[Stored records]
'''

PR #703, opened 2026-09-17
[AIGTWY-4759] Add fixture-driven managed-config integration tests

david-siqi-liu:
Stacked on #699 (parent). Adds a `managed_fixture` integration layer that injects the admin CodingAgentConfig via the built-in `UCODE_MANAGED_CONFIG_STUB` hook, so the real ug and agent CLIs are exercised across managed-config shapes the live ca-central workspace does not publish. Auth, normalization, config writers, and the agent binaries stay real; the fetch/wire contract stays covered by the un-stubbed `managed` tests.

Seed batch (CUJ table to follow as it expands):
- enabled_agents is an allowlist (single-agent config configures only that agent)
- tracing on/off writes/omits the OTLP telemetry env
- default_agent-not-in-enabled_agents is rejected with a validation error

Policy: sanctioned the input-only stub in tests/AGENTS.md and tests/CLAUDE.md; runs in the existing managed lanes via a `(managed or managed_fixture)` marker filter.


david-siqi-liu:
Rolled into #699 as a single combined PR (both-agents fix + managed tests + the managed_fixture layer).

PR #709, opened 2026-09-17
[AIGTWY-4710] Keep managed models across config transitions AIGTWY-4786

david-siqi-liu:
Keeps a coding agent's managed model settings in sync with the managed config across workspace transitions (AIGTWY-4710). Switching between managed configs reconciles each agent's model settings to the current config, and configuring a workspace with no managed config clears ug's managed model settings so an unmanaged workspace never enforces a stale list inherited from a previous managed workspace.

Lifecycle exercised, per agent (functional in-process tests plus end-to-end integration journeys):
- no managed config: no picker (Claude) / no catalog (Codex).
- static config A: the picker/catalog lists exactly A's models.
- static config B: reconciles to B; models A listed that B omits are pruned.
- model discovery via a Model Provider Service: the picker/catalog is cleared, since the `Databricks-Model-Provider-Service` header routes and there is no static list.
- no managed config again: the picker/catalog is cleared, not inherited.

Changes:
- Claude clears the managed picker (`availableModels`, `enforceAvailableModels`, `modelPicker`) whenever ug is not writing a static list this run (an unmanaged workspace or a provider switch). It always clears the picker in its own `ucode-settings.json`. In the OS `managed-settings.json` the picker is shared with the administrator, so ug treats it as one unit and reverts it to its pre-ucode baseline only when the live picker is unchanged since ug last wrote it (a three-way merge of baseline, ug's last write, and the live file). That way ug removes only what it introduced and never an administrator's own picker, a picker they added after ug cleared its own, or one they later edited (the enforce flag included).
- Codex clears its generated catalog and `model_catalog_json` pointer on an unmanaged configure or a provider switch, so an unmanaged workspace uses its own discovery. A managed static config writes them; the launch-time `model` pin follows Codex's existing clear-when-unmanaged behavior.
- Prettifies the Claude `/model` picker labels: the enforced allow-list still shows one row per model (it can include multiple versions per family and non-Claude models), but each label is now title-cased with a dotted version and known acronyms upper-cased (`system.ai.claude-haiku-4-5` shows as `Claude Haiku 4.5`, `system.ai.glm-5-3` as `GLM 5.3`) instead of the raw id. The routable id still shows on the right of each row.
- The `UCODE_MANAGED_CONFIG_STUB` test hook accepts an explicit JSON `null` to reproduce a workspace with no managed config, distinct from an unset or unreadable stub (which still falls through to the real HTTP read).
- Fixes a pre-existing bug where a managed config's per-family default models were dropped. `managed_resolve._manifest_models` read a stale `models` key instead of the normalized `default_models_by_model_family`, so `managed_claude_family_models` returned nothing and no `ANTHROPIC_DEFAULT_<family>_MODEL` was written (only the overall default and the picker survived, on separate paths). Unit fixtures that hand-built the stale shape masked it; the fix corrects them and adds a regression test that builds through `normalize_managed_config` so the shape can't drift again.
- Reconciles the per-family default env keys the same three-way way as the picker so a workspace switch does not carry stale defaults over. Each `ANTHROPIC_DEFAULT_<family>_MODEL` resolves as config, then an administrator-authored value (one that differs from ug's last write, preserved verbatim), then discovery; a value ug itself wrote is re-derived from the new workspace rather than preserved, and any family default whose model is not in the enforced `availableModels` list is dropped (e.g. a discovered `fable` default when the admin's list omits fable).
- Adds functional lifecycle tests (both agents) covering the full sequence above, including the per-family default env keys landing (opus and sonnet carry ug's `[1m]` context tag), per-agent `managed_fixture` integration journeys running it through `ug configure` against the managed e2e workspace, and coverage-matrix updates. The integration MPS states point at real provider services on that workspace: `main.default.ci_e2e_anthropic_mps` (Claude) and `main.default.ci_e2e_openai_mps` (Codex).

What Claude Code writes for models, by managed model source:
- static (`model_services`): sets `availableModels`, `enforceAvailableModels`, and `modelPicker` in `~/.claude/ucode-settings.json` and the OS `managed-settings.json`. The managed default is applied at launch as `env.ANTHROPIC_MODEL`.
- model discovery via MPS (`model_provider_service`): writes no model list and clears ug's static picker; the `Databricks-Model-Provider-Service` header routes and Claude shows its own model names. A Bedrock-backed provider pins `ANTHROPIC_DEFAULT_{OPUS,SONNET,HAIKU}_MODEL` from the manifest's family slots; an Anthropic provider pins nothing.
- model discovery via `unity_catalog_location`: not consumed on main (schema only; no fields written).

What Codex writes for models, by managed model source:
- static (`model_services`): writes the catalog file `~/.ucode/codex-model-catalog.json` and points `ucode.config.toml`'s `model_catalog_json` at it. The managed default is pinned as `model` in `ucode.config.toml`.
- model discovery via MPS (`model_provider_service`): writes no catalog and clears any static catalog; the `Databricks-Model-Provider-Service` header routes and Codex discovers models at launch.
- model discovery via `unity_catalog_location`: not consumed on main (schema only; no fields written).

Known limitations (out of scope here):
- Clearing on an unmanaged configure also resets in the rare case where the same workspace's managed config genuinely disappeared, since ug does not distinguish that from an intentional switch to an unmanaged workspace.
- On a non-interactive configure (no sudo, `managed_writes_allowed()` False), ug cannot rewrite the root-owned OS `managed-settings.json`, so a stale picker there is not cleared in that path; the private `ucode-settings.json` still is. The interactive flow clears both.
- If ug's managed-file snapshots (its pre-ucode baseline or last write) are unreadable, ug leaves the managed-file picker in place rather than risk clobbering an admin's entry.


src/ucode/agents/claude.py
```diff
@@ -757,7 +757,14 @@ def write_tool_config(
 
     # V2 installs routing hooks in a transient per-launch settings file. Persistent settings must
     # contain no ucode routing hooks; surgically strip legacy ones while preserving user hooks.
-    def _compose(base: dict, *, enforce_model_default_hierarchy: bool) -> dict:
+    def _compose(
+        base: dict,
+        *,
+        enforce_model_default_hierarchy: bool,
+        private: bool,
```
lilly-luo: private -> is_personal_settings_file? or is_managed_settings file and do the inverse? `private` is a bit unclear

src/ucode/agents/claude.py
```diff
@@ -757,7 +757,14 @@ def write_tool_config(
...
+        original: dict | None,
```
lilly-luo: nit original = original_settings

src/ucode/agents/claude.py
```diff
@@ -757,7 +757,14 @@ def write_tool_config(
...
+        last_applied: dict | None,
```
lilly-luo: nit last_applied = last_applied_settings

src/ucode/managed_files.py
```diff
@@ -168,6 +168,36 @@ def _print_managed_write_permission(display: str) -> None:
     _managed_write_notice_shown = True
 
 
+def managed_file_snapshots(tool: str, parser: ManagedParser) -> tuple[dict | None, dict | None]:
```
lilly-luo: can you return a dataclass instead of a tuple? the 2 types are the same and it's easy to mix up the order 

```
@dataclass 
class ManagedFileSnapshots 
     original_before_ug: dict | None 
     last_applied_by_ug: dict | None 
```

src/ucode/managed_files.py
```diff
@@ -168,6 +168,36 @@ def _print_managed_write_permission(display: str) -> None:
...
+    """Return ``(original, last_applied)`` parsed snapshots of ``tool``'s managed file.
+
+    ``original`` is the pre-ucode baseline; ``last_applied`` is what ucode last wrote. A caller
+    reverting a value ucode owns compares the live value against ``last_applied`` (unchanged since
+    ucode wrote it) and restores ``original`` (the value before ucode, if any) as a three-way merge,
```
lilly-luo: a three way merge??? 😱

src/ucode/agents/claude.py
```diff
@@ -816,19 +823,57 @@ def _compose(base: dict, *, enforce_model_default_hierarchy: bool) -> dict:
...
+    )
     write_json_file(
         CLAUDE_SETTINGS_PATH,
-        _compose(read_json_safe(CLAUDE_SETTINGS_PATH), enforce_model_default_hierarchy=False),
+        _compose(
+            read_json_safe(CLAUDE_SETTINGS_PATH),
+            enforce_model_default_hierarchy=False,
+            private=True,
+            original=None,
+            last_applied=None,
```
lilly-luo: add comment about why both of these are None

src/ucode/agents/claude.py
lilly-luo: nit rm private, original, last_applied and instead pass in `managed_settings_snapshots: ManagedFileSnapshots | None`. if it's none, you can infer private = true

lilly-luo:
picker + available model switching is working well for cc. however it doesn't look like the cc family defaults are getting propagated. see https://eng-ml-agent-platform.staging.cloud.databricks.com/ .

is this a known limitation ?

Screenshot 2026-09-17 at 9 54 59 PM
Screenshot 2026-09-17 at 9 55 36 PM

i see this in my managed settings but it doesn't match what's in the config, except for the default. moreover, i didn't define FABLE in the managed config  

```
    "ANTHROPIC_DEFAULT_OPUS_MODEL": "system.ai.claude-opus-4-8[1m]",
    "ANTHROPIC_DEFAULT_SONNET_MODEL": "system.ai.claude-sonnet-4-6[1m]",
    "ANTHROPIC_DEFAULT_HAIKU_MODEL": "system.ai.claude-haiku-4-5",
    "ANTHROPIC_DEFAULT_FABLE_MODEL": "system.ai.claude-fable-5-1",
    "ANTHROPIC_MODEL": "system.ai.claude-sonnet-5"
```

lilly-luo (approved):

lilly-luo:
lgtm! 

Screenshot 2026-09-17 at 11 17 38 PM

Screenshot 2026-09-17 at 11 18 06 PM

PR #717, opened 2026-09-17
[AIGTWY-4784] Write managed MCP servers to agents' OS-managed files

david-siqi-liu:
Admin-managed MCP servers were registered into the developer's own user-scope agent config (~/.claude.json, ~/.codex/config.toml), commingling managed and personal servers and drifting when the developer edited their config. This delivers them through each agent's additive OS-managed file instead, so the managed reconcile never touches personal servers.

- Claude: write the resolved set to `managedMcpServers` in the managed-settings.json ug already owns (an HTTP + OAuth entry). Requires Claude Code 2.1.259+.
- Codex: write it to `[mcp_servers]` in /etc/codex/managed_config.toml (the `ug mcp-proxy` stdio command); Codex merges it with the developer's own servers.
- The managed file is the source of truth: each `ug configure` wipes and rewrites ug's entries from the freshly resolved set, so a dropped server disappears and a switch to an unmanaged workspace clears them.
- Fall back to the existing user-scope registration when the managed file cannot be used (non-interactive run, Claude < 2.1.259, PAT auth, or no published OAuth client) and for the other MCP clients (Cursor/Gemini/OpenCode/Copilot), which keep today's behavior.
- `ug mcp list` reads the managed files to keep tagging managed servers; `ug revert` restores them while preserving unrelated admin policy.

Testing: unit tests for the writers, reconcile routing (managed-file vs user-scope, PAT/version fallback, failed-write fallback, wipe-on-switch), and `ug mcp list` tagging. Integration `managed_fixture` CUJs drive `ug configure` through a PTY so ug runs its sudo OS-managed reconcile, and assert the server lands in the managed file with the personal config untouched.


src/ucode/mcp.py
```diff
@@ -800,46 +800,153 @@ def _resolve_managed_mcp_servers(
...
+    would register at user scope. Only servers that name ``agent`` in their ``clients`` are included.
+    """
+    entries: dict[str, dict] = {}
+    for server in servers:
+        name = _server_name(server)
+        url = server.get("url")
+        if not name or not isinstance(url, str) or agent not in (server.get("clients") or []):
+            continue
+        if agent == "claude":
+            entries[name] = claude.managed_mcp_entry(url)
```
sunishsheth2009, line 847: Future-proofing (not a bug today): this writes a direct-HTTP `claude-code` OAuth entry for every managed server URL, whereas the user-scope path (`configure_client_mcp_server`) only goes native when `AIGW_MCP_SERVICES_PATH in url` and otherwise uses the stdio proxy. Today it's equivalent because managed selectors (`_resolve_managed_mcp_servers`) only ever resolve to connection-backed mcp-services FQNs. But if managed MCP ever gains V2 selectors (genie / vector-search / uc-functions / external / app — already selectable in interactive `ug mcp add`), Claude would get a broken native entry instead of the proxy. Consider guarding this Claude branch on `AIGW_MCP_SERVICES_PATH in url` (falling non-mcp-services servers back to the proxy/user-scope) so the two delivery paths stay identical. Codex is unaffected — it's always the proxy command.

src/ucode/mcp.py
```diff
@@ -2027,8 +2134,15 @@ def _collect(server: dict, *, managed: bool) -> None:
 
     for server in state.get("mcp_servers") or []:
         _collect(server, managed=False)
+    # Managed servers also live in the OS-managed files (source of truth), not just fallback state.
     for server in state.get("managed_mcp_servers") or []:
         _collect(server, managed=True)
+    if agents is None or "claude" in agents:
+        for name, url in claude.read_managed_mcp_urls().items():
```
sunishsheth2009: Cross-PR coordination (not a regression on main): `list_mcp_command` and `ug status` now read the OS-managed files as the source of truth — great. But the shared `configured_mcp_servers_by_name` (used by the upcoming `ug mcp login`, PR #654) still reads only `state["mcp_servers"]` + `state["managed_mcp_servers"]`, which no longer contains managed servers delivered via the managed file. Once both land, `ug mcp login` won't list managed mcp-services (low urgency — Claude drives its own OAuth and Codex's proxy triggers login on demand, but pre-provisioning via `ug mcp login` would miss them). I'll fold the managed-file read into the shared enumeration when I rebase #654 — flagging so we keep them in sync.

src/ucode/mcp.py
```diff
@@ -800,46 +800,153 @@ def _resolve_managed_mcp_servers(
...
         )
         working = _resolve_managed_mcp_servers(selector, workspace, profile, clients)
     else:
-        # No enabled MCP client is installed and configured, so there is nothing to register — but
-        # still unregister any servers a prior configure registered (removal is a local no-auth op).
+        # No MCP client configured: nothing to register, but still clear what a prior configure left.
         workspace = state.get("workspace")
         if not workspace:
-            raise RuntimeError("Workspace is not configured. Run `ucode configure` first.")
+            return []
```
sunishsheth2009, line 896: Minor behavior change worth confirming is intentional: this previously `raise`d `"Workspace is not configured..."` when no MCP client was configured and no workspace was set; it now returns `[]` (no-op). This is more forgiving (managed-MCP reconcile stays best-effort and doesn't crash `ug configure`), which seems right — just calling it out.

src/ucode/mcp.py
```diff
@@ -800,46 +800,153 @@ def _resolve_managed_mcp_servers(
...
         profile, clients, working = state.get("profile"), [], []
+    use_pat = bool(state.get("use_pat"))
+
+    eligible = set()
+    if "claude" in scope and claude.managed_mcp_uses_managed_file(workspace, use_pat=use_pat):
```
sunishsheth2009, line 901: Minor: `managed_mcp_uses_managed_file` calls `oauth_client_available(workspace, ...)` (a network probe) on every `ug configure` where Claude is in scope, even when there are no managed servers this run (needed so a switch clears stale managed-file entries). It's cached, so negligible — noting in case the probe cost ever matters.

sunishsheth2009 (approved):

'''
'''

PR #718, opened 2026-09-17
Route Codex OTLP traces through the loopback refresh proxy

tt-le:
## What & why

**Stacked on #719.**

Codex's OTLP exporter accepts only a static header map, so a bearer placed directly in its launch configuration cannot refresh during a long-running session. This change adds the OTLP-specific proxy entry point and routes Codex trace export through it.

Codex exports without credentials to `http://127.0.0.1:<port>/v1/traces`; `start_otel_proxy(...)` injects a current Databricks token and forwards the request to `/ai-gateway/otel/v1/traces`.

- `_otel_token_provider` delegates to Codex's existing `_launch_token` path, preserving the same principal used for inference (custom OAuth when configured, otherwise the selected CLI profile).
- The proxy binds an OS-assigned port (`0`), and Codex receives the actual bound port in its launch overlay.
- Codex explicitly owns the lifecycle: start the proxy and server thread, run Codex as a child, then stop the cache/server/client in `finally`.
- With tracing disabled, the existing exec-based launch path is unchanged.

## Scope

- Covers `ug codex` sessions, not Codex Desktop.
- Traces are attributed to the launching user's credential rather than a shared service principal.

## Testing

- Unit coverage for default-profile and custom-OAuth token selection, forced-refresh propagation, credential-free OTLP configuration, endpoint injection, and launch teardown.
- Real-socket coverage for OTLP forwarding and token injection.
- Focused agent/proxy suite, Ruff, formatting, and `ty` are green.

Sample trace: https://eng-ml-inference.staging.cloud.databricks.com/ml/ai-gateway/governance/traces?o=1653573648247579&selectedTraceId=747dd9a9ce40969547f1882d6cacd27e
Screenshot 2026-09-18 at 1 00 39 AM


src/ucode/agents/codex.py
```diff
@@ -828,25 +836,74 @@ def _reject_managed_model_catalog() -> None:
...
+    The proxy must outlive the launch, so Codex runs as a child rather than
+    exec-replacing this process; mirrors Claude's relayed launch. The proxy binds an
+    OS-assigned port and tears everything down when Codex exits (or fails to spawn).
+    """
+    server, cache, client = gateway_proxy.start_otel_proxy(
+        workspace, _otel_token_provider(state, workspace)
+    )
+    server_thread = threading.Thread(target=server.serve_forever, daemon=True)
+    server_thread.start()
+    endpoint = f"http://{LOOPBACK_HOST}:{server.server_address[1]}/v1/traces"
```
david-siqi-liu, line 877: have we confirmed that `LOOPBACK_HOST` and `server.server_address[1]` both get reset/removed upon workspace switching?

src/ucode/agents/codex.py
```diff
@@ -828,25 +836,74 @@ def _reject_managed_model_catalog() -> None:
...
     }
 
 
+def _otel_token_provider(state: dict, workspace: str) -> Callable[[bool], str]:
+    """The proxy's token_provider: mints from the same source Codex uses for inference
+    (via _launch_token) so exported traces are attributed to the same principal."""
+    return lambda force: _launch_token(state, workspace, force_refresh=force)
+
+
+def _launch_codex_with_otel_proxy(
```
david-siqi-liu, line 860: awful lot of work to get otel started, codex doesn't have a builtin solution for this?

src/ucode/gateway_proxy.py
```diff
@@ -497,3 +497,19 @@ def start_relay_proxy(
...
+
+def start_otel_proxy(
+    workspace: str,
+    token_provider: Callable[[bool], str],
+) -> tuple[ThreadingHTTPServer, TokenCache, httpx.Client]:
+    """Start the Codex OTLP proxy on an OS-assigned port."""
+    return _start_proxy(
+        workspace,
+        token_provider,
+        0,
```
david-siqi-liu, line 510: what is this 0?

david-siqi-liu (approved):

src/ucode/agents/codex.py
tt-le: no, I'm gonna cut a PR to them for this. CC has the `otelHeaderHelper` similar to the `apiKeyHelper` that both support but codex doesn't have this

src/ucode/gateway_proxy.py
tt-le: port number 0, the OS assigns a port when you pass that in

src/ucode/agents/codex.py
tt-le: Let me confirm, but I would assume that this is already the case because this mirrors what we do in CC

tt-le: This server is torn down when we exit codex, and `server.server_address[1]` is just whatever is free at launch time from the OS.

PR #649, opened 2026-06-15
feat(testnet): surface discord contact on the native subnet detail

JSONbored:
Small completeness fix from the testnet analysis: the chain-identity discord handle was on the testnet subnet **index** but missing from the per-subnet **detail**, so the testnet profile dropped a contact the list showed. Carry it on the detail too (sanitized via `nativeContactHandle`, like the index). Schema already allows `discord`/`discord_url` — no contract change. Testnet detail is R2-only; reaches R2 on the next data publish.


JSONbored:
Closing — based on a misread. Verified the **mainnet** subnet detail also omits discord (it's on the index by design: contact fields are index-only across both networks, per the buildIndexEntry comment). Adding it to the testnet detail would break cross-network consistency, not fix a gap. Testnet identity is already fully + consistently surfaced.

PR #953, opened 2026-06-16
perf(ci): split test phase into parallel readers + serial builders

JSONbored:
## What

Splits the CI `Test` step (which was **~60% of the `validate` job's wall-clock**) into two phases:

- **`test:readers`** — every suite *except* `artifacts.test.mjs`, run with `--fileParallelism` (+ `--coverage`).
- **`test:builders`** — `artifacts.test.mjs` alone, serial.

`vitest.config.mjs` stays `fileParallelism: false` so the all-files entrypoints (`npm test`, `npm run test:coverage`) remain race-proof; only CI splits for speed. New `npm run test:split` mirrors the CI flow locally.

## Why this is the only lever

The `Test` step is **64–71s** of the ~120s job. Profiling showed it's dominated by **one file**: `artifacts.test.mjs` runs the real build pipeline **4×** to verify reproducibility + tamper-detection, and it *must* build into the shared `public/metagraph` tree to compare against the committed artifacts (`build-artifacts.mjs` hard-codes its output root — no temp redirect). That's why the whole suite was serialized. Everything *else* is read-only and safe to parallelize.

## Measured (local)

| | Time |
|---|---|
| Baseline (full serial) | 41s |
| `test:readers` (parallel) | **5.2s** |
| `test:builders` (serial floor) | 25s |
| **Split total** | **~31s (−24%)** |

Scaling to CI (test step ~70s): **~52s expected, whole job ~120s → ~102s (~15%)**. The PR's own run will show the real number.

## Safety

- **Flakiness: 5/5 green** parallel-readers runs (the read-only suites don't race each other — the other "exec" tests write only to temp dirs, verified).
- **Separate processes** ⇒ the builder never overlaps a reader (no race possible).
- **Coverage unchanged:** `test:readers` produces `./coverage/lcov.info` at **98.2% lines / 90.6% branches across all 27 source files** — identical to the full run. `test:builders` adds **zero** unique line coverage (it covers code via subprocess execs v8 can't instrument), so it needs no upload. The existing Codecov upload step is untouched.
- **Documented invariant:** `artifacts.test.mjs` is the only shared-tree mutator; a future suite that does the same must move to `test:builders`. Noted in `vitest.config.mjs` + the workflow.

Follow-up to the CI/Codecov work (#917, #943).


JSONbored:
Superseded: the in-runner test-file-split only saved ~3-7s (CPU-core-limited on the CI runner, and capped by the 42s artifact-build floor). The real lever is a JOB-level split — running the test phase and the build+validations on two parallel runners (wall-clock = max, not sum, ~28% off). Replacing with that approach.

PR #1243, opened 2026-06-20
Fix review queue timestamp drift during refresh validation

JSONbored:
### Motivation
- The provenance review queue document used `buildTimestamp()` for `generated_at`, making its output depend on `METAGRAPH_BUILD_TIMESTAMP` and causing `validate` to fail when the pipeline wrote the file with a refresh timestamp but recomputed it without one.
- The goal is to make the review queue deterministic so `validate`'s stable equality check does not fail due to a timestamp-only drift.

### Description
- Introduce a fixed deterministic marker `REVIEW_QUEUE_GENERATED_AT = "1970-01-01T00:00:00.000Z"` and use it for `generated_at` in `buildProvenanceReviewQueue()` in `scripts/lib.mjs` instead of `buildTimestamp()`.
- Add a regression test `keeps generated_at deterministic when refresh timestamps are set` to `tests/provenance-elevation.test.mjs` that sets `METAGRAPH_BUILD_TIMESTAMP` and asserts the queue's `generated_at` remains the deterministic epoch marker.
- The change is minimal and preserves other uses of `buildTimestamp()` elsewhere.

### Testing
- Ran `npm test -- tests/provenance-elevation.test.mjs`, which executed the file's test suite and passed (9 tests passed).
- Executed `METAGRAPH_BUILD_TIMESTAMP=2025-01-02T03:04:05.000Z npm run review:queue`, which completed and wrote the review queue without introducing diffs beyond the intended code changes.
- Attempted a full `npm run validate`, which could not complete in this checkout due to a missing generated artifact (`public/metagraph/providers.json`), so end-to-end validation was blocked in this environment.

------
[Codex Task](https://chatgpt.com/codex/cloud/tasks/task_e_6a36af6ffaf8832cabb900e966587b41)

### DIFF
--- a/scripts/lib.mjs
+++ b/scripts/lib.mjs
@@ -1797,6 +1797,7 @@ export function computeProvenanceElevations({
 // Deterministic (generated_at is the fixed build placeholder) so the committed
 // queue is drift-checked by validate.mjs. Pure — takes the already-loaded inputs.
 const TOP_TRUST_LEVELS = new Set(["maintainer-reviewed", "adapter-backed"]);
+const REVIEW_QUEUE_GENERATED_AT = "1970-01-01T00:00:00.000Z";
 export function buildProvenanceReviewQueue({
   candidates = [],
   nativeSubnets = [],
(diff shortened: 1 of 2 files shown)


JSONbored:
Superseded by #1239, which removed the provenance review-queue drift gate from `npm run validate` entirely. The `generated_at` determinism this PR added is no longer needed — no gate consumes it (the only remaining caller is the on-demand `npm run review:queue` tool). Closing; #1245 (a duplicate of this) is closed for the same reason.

'''

[What the exercise asks] What must be returned is only the number of lines in the records that hold the word "principal".

[Answer to this task] 3